DATA TO USE: Begin

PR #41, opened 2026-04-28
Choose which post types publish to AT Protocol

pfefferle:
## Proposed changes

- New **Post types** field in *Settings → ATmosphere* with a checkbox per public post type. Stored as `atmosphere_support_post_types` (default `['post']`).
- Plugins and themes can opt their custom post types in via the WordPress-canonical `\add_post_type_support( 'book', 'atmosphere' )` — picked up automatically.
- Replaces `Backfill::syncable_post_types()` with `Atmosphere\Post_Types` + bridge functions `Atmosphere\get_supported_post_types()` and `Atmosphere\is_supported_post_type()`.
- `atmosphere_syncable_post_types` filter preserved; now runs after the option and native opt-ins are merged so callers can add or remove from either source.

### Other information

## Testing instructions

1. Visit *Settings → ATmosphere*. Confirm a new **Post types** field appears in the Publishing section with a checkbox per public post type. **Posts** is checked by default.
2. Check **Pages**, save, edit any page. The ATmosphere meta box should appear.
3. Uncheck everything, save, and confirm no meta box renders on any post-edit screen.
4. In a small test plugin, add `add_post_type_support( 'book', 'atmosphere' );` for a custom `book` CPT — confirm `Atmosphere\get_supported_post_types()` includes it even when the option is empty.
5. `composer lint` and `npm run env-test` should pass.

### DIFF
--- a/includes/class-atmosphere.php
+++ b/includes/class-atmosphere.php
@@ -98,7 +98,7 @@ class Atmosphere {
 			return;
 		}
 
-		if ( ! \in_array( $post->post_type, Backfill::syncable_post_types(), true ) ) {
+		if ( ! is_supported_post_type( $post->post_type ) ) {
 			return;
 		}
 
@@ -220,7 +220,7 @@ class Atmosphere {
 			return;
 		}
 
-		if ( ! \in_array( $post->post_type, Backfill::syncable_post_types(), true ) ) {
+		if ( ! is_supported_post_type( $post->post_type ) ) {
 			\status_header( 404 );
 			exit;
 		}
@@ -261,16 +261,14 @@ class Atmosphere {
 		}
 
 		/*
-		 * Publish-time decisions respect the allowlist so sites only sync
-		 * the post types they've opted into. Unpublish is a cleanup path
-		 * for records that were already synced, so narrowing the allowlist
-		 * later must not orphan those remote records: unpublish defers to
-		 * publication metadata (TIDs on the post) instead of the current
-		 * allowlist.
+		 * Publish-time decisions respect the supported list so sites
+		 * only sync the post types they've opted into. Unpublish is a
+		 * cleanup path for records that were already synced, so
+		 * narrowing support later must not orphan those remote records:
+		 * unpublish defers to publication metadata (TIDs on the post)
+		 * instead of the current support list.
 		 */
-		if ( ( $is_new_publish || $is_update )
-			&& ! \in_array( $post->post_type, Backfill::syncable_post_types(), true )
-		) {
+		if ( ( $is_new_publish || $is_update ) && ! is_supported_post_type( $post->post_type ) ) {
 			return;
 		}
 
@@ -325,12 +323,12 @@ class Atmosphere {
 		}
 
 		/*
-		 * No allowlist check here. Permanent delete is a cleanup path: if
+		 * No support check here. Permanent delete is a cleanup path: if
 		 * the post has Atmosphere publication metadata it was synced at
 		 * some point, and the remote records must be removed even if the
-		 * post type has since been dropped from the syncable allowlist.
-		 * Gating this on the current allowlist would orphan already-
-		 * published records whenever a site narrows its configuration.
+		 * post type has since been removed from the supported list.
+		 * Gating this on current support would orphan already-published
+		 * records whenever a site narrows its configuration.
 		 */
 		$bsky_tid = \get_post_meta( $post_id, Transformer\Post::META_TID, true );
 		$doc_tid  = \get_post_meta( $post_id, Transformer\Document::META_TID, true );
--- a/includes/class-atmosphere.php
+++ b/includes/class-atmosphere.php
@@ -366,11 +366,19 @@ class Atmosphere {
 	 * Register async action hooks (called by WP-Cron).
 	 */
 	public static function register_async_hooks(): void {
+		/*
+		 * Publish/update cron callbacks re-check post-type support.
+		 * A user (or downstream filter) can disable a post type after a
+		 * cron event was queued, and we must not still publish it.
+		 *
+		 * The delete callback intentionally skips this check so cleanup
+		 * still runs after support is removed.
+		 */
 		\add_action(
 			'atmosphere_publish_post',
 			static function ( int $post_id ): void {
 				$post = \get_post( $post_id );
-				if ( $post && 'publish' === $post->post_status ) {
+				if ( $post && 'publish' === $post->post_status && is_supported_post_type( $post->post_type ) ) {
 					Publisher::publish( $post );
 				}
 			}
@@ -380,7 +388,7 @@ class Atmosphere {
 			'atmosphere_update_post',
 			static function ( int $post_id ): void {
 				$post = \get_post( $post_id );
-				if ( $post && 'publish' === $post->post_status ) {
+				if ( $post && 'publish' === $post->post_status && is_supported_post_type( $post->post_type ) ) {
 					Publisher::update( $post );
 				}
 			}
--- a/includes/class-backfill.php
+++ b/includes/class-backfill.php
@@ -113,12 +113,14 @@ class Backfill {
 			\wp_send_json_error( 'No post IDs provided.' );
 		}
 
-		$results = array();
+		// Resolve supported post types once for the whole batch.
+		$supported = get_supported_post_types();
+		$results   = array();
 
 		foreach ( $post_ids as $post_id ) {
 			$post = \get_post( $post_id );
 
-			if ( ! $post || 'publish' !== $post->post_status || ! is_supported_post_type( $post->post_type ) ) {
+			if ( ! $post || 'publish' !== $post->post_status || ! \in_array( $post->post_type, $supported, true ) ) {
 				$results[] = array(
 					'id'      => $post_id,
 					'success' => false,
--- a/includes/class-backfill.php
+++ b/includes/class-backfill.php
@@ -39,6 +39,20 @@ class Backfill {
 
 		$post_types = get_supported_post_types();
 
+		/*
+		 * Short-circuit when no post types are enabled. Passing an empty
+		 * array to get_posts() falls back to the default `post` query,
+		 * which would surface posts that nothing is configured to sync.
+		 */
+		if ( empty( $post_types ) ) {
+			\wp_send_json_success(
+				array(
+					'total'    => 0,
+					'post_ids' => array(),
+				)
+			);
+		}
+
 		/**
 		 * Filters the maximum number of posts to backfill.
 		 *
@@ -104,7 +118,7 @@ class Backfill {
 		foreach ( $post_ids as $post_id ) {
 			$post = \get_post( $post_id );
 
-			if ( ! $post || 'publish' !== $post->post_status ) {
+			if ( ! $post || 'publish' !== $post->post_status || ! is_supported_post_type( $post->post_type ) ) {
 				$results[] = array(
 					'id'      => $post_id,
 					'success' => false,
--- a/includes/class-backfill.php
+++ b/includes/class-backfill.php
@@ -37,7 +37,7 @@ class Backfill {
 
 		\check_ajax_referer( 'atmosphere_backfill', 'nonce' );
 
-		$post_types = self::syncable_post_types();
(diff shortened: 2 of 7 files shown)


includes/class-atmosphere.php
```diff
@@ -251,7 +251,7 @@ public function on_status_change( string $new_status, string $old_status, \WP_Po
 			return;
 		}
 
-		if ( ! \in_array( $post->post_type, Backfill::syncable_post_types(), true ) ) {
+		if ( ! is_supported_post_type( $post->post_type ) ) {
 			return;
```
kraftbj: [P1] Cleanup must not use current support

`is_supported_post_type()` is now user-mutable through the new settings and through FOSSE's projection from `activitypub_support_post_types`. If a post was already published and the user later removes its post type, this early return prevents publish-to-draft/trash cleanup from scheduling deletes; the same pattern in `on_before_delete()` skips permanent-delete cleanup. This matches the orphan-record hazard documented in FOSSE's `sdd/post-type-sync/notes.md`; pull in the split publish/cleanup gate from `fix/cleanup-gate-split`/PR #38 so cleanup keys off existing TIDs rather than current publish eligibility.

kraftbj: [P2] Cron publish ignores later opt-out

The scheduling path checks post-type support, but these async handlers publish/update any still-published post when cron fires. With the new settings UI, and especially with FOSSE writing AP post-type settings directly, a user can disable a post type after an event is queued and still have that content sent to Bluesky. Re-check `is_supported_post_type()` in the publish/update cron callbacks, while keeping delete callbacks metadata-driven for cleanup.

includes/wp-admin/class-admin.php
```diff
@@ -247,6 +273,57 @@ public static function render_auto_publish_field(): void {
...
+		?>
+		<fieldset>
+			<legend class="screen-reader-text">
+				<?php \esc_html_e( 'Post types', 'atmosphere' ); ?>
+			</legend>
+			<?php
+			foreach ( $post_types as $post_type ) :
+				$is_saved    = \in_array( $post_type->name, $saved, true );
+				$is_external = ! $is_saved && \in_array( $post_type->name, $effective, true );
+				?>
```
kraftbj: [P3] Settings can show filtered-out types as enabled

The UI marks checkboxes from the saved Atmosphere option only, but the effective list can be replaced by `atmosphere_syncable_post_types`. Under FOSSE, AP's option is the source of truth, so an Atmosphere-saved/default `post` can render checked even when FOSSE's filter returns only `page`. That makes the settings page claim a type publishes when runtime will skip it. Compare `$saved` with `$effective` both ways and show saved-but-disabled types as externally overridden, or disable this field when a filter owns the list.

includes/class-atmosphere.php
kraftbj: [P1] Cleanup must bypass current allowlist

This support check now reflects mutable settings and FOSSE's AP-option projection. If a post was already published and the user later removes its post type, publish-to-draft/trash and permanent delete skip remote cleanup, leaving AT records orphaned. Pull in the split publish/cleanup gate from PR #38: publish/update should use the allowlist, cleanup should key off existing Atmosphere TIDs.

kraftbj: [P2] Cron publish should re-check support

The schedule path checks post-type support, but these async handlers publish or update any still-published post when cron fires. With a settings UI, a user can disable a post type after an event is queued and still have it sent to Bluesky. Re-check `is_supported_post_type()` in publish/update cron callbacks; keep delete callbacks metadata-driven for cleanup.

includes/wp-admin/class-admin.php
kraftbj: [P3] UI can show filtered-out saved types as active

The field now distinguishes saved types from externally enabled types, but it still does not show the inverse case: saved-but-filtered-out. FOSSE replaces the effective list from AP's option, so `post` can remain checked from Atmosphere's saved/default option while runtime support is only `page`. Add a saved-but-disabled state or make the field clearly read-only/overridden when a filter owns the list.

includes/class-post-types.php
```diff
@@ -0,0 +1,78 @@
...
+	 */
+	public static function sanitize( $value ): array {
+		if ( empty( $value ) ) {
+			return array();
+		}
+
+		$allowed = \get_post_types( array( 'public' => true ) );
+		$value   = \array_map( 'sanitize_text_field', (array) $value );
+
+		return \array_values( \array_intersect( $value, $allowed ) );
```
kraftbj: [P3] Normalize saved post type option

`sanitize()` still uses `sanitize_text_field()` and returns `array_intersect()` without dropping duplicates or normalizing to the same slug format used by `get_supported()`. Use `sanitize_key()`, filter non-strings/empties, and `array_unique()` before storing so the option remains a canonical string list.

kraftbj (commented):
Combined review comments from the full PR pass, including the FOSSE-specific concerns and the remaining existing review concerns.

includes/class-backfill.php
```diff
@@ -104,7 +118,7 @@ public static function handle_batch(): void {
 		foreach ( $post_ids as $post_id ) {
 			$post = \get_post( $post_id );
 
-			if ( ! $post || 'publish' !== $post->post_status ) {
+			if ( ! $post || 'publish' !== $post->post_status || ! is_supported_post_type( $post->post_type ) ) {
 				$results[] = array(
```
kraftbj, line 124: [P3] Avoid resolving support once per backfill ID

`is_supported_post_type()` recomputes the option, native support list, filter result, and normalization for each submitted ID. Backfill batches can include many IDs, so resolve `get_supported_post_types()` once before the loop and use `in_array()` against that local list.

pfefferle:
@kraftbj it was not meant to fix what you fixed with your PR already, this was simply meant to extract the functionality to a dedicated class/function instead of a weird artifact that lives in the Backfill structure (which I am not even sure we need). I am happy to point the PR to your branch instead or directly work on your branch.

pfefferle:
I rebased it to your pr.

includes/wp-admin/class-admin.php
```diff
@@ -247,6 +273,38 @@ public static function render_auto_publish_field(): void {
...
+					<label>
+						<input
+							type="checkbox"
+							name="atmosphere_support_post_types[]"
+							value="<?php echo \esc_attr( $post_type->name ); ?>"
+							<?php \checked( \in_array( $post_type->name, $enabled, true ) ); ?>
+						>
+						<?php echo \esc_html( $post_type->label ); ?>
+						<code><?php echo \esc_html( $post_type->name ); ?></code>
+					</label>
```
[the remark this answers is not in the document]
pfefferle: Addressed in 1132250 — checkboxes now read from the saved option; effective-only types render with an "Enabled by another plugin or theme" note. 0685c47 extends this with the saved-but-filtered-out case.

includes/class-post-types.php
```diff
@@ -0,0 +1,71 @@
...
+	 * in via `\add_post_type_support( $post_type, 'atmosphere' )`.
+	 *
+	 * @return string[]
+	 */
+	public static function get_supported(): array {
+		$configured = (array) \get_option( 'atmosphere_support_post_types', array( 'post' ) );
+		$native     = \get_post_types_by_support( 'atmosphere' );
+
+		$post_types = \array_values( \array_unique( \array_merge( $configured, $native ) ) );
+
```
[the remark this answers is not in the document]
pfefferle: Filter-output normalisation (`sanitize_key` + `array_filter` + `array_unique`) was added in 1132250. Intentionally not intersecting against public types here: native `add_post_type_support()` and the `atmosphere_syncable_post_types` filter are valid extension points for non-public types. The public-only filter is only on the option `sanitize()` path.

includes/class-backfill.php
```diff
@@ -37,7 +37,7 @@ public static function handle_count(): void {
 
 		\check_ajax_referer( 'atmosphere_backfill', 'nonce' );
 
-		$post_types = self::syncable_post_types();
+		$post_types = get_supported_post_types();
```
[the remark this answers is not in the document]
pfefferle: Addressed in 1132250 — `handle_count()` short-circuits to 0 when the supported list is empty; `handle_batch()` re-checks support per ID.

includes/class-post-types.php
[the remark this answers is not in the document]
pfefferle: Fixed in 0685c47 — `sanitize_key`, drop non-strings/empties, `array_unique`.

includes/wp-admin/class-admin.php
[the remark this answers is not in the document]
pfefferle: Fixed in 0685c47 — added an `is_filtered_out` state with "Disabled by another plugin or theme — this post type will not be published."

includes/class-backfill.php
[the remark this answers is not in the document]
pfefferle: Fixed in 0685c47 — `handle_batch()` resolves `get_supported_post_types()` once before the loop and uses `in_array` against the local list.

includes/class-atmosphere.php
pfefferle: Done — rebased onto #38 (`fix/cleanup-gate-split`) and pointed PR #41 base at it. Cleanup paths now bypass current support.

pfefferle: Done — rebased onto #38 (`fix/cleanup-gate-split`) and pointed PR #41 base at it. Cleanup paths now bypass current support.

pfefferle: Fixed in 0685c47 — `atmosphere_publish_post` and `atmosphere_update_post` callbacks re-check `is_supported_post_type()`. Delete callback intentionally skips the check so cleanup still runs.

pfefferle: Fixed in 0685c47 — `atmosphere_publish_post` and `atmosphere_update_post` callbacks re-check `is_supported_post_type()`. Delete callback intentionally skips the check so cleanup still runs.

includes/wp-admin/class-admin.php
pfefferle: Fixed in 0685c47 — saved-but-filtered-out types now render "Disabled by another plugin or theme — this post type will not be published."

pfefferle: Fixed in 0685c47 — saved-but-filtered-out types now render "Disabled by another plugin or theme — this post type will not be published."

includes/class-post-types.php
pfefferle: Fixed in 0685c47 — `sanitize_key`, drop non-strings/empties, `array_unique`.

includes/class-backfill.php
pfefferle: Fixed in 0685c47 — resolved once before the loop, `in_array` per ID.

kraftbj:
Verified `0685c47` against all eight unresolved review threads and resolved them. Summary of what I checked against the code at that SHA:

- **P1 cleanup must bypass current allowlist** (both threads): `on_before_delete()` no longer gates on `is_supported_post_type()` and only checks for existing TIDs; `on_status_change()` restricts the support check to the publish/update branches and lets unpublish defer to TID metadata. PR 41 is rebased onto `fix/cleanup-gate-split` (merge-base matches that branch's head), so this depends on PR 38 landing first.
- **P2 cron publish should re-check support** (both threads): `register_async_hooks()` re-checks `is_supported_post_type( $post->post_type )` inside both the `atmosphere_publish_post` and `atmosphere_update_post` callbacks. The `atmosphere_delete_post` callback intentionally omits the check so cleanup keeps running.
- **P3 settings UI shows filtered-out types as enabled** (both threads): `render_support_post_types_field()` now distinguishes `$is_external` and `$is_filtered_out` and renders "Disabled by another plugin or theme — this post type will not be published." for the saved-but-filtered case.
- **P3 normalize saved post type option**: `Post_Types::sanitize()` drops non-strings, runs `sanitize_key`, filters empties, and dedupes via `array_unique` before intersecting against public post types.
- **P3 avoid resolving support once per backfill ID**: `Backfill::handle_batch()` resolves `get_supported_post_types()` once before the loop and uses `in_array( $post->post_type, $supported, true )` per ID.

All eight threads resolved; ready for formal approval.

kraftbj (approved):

DATA TO USE: End

DIRECTIONS: Print exactly the lines above, between the one holding "to publication metadata (TIDs on the post)" and the one holding "was synced at", inclusive, and nothing besides.

TASK RESULT:
+		 * unpublish defers to publication metadata (TIDs on the post)
+		 * instead of the current support list.
 		 */
-		if ( ( $is_new_publish || $is_update )
-			&& ! \in_array( $post->post_type, Backfill::syncable_post_types(), true )
-		) {
+		if ( ( $is_new_publish || $is_update ) && ! is_supported_post_type( $post->post_type ) ) {
 			return;
 		}
 
@@ -325,12 +323,12 @@ class Atmosphere {
 		}
 
 		/*
-		 * No allowlist check here. Permanent delete is a cleanup path: if
+		 * No support check here. Permanent delete is a cleanup path: if
 		 * the post has Atmosphere publication metadata it was synced at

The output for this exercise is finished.